* [EXERCISE DIRECTIONS]: Copy every line that contains the string "assets" from the entries below.

START STORED DATA

PR #94, opened 2021-06-24
Use new worker entrypoint

mdellweg:
To still support versions prior to 3.13, keep the old startup scripts around.


mdellweg:
This is a simplified version of https://github.com/pulp/pulp-oci-images/pull/83
It no longer tries to be clever and shut down redis or the resource-manager.

dralley (approved):

PR #95, opened 2021-06-25
Fix missing new-pulpcore-resource-manager/run

mdellweg:
The service file for the resource-manager with the new entry point was
missing.

[noissue]


daviddavis (approved):

dralley (approved):

dralley:
Does the old one not need to be removed?

pulp_ci_centos/Containerfile
```diff
@@ -83,6 +83,7 @@ COPY assets/postgres.run /etc/services.d/postgresql/run
 COPY assets/redis.run /etc/services.d/redis/run
 COPY assets/pulpcore-worker.prep /etc/cont-init.d/pulpcore-worker
 COPY assets/pulpcore-resource-manager.run /etc/services.d/pulpcore-resource-manager/run
```
dralley, line 85: Does the old one not need to be removed?

mdellweg: No, they are deactivated base on the pulpcore version.
We still want to be able to release old branches, right?

PR #103, opened 2021-07-14
Disable python36 and install python38

daviddavis:
[noissue]

PR #104, opened 2021-07-14
Install packaging package

daviddavis:
It's required by the pulp worker prep file:

https://github.com/pulp/pulp-oci-images/blob/33264a925d2c7e0afcad4ed9283a21978832ae89/assets/pulpcore-worker.prep#L16

[noissue]


daviddavis:
It got removed when [I stopped installing all of the createrepo_c deps](https://github.com/pulp/pulp-oci-images/pull/103) (as doing so raised an error).

fao89 (approved):

PR #1012, opened 2021-08-25
nimble/host: Sync sending Host Number of Completed Packets command

sjanc:
Host Number of Completed Packets command is special as it doesn't
generate status event and thus is not send with ble_hs_hci_cmd_tx.

We should stil sync sending it with ble_hs_hci_cmd_tx() though to
avoid requesting more than one command buffer from HCI transport
(which may not be able to provide more).


rymanluk (approved):
LGTM

PR #1013, opened 2021-08-29
Change GATT notify/indicate from gattc to gatts

blueMoods:
GATT notify/indicate are functions of GATTS, so we should change `ble_gattc_notify`/`ble_gattc_indicate` to `ble_gatts_notify`/`ble_gatts_indicate`

### DIFF
--- a/apps/blecsc/src/gatt_svr.c
+++ b/apps/blecsc/src/gatt_svr.c
@@ -264,7 +264,7 @@ gatt_svr_chr_access_sc_control_point(uint16_t conn_handle,
     }
 #endif
 
-    rc = ble_gattc_indicate_custom(conn_handle, csc_control_point_handle,
+    rc = ble_gatts_indicate_custom(conn_handle, csc_control_point_handle,
                                    om_indication);
 
     return rc;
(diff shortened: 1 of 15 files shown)


sjanc (changes requested):
Hi,

I'm fine with rename but we should try to keep API compatible.

I suggest we add wrappers for old API with note that it is deprecated and new one should be used instead eg:

/**
 * Deprecated. Should not be used.  Use ble_gatts_notify_custom instead.
 */
static inline int ble_gattc_notify_custom(uint16_t conn_handle, uint16_t att_handle, struct os_mbuf *om)
{
    return ble_gatts_notify_custom(conn_handle, att_handle, om);
}


This should be done for all public API (ie from gatt.h that was renamed)

blueMoods:
> Hi,
> 
> I'm fine with rename but we should try to keep API compatible.
> 
> I suggest we add wrappers for old API with note that it is deprecated and new one should be used instead eg:
> 
> /**
> 
> * Deprecated. Should not be used.  Use ble_gatts_notify_custom instead.
>   */
>   static inline int ble_gattc_notify_custom(uint16_t conn_handle, uint16_t att_handle, struct os_mbuf *om)
>   {
>   return ble_gatts_notify_custom(conn_handle, att_handle, om);
>   }
> 
> This should be done for all public API (ie from gatt.h that was renamed)

@sjanc issues fixed, thanks

sjanc (approved):

blueMoods:
> Hi, sorry for late reply, could you please rebase PR so that it can be merged?

@sjanc Having rebased.

sjanc:
Hi,

Looks like in latest rebase you dropped backward compatibility wrappers as discussed before (hence the build failure)

blueMoods:
Hi @sjanc , Having updated, but the CI is still failed.

It seem like the error is nothing to do with my change, such as:

`nimble/host/test/src/ble_hs_test_util.c:1852:1: error: redefinition of ‘ble_transport_to_ll_acl’`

END STORED DATA

* [YOUR SOLUTION]:
@@ -83,6 +83,7 @@ COPY assets/postgres.run /etc/services.d/postgresql/run
 COPY assets/redis.run /etc/services.d/redis/run
 COPY assets/pulpcore-worker.prep /etc/cont-init.d/pulpcore-worker
 COPY assets/pulpcore-resource-manager.run /etc/services.d/pulpcore-resource-manager/run
https://github.com/pulp/pulp-oci-images/blob/33264a925d2c7e0afcad4ed9283a21978832ae89/assets/pulpcore-worker.prep#L16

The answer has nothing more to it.